◆ **THE TASK**
Look below for the line containing "Issue #63: after"; from there through the line containing "carry native tools)", both lines included, please set down each line exactly and nothing else.

◆ **DATA FOR THE TASK**
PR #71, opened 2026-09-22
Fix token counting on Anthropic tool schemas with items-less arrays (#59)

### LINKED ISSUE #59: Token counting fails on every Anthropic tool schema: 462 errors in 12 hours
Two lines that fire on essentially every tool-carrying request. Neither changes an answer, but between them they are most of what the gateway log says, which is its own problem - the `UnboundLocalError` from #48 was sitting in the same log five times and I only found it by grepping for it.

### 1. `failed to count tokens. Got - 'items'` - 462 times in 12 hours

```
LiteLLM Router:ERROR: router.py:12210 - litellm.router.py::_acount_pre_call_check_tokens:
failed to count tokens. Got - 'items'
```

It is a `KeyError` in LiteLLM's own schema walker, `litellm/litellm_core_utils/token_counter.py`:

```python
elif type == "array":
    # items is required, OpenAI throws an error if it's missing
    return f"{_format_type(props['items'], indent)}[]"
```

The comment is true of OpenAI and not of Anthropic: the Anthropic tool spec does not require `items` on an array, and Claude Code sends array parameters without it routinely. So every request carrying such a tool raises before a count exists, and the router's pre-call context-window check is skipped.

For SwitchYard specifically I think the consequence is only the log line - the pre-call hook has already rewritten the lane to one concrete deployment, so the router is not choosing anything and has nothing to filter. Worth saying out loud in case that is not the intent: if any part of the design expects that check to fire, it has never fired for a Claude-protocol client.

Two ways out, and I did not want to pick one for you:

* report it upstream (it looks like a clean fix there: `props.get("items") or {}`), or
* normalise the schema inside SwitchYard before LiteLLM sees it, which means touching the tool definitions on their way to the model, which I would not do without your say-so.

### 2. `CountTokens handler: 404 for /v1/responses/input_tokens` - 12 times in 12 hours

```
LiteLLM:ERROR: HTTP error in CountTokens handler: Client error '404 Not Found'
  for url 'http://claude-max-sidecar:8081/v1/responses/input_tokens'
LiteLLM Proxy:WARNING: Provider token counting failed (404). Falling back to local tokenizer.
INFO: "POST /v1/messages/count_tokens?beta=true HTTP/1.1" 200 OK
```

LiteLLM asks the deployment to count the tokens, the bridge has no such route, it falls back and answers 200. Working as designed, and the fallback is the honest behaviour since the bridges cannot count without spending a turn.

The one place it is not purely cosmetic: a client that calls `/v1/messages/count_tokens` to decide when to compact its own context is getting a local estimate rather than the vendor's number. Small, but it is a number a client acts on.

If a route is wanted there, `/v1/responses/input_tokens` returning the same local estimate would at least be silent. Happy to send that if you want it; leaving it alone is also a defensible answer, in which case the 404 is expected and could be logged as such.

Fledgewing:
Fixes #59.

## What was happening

...

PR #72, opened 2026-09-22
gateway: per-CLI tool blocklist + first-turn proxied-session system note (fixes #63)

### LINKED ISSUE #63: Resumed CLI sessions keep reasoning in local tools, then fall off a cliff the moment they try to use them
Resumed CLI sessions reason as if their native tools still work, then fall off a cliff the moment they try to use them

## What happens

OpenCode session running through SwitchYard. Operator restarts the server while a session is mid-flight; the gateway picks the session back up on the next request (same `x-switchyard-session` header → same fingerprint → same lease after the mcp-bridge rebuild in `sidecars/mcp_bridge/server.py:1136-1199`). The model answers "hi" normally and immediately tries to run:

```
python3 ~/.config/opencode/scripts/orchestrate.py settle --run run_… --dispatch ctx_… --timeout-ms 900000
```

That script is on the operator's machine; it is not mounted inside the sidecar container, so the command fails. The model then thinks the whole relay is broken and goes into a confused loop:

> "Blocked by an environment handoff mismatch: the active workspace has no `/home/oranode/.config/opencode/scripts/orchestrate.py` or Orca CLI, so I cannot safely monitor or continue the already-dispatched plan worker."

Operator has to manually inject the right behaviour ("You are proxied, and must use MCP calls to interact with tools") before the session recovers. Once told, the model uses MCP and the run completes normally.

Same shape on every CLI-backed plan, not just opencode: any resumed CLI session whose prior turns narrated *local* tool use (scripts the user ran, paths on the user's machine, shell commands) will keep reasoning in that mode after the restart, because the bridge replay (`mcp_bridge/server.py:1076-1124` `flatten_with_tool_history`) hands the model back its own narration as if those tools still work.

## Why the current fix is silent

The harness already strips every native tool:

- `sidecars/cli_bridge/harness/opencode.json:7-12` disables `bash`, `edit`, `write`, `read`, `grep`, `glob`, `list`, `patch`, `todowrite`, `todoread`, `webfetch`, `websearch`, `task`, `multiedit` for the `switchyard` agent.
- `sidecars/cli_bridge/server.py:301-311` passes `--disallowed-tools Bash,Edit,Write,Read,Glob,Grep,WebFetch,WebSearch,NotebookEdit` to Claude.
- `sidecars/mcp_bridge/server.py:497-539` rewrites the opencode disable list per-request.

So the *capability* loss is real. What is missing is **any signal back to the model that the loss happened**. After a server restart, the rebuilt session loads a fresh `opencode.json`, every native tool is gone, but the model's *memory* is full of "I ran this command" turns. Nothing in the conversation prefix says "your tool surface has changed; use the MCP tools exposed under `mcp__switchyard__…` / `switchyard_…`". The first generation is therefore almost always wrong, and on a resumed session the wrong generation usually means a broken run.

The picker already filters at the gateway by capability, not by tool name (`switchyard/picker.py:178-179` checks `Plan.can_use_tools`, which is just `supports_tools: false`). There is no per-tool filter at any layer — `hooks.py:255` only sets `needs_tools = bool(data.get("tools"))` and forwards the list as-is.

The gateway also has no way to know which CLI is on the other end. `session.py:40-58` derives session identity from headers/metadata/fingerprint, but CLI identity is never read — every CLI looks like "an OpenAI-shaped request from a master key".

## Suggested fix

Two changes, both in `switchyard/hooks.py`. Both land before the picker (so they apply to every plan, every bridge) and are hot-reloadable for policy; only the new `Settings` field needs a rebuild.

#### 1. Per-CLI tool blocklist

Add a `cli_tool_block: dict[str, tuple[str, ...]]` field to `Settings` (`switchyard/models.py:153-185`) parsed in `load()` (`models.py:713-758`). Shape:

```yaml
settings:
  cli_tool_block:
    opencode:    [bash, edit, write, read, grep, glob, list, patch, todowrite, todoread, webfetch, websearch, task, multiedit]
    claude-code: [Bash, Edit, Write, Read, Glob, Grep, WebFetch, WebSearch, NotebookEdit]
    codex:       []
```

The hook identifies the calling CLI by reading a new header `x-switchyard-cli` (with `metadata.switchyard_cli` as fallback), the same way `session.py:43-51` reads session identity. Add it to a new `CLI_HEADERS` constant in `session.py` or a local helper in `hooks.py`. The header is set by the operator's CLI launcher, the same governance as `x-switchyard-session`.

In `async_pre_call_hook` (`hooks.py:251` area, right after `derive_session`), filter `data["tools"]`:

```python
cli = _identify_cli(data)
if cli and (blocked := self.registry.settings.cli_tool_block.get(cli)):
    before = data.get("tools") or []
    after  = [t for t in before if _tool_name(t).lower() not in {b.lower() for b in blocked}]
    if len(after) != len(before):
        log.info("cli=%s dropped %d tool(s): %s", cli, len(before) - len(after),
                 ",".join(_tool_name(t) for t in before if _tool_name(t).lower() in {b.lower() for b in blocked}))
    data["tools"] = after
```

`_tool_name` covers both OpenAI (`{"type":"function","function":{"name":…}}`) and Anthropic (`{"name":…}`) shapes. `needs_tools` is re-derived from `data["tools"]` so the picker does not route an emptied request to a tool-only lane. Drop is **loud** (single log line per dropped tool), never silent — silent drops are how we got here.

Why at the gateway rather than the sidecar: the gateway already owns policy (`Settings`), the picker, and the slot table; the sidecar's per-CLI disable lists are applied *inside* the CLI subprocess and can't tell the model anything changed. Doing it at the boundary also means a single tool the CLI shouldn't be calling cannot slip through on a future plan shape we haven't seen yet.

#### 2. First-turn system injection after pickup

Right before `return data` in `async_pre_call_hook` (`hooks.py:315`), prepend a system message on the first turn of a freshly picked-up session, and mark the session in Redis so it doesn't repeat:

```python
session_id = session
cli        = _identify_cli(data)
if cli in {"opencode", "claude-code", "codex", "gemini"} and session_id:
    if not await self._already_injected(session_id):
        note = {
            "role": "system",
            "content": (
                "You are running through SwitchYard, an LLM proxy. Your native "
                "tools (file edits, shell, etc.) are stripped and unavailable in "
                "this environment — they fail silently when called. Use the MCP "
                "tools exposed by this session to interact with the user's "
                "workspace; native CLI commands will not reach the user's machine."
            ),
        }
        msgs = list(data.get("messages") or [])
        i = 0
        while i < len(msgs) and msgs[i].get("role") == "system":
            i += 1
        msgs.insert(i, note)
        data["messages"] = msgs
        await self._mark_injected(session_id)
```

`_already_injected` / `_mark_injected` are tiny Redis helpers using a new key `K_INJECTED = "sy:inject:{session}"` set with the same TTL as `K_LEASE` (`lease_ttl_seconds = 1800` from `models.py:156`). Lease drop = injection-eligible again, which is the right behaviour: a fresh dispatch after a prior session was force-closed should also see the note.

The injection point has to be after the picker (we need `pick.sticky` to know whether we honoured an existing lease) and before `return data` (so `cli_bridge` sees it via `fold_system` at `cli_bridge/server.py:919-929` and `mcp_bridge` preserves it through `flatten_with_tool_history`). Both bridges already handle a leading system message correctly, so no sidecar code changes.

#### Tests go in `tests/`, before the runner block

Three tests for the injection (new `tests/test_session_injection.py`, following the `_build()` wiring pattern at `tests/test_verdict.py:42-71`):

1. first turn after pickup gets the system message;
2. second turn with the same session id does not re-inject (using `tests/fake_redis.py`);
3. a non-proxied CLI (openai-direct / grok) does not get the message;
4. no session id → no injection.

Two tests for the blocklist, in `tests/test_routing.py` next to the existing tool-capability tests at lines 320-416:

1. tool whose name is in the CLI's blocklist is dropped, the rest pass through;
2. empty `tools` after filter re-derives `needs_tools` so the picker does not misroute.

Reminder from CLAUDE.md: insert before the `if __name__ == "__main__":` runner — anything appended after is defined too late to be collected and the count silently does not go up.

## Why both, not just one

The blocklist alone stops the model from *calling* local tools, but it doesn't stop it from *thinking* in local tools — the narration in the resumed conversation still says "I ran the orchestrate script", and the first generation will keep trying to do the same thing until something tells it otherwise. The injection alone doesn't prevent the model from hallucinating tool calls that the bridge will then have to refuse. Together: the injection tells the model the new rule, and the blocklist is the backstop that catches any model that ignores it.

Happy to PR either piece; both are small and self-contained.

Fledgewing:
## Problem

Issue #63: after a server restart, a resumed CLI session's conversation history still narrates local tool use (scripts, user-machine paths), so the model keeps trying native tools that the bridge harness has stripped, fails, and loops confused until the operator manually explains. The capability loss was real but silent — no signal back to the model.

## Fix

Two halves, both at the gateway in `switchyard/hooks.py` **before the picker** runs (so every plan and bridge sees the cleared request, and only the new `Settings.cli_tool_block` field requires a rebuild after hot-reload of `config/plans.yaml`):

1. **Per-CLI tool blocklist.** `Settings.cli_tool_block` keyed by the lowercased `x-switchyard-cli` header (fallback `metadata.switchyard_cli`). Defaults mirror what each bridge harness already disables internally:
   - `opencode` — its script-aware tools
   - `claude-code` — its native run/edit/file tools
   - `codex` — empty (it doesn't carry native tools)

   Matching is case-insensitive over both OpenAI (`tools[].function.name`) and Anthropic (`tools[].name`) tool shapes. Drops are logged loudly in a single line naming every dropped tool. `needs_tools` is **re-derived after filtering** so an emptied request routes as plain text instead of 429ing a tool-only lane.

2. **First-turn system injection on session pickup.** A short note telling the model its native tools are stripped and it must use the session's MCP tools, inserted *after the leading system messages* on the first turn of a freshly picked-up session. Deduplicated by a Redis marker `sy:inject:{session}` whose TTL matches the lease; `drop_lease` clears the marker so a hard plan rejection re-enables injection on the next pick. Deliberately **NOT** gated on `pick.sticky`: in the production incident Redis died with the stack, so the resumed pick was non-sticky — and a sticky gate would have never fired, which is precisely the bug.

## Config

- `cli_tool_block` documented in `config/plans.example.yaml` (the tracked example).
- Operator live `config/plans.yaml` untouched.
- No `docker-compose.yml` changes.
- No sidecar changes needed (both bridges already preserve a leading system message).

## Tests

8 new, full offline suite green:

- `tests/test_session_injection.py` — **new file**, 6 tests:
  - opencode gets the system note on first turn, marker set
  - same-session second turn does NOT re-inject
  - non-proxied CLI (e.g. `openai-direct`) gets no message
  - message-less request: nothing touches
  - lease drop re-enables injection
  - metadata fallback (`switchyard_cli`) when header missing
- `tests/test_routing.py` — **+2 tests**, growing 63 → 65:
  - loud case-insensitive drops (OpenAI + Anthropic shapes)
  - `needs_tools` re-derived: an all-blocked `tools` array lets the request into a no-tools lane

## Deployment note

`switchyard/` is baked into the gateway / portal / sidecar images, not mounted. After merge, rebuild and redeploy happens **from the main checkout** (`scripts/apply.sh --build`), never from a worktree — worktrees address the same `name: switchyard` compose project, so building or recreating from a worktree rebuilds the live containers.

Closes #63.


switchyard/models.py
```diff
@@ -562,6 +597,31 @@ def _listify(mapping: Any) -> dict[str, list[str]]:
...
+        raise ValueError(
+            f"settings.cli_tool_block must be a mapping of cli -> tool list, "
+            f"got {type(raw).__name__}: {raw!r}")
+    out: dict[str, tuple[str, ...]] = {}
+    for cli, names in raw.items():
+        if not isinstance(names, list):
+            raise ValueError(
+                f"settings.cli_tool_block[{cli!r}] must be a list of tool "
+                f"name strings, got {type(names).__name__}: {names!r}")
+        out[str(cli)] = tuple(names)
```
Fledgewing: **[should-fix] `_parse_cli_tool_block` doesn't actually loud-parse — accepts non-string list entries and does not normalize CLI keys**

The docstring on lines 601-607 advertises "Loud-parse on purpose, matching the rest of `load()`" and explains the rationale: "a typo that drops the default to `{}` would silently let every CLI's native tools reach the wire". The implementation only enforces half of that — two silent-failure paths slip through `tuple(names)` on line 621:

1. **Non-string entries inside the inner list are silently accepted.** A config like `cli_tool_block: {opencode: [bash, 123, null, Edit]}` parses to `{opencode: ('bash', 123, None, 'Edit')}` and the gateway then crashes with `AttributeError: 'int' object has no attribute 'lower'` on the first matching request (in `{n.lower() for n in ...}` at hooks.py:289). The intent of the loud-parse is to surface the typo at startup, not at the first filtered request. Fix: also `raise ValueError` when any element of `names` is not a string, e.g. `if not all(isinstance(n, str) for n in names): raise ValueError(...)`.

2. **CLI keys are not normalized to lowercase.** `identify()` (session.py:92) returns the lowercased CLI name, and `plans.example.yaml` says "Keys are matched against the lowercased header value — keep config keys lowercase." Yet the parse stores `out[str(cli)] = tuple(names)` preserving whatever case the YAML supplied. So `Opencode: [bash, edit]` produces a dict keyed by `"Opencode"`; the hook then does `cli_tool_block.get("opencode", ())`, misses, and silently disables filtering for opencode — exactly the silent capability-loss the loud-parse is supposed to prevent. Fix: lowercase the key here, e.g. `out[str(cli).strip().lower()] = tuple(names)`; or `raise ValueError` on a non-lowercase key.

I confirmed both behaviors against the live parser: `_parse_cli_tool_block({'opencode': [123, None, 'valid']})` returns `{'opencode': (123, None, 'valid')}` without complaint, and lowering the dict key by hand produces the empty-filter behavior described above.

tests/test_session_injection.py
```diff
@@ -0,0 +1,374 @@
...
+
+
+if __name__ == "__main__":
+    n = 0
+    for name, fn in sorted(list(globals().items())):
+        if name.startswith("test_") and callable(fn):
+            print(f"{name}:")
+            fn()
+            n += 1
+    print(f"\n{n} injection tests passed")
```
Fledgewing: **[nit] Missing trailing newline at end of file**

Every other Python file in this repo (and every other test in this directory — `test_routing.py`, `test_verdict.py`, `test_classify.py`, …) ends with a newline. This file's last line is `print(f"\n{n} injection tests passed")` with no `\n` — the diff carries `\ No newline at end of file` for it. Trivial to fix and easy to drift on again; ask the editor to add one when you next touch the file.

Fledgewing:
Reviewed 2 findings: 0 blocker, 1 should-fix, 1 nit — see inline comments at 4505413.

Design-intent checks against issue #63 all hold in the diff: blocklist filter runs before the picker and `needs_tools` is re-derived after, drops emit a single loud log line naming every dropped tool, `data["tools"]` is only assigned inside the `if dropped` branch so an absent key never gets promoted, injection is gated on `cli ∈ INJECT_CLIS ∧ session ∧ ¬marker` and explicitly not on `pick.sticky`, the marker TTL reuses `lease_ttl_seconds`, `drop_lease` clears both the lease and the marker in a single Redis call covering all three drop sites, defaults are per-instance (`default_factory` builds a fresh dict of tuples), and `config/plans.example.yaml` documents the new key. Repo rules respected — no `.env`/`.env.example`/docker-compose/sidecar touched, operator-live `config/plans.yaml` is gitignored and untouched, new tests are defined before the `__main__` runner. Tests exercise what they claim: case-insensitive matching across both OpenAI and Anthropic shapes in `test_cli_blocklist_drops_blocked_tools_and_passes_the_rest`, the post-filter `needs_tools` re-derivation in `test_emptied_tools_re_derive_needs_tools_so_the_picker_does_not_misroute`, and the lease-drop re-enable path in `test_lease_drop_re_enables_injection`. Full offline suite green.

◆ **EXERCISE SOLUTION**
Issue #63: after a server restart, a resumed CLI session's conversation history still narrates local tool use (scripts, user-machine paths), so the model keeps trying native tools that the bridge harness has stripped, fails, and loops confused until the operator manually explains. The capability loss was real but silent — no signal back to the model.

## Fix

Two halves, both at the gateway in `switchyard/hooks.py` **before the picker** runs (so every plan and bridge sees the cleared request, and only the new `Settings.cli_tool_block` field requires a rebuild after hot-reload of `config/plans.yaml`):

1. **Per-CLI tool blocklist.** `Settings.cli_tool_block` keyed by the lowercased `x-switchyard-cli` header (fallback `metadata.switchyard_cli`). Defaults mirror what each bridge harness already disables internally:
   - `opencode` — its script-aware tools
   - `claude-code` — its native run/edit/file tools
   - `codex` — empty (it doesn't carry native tools)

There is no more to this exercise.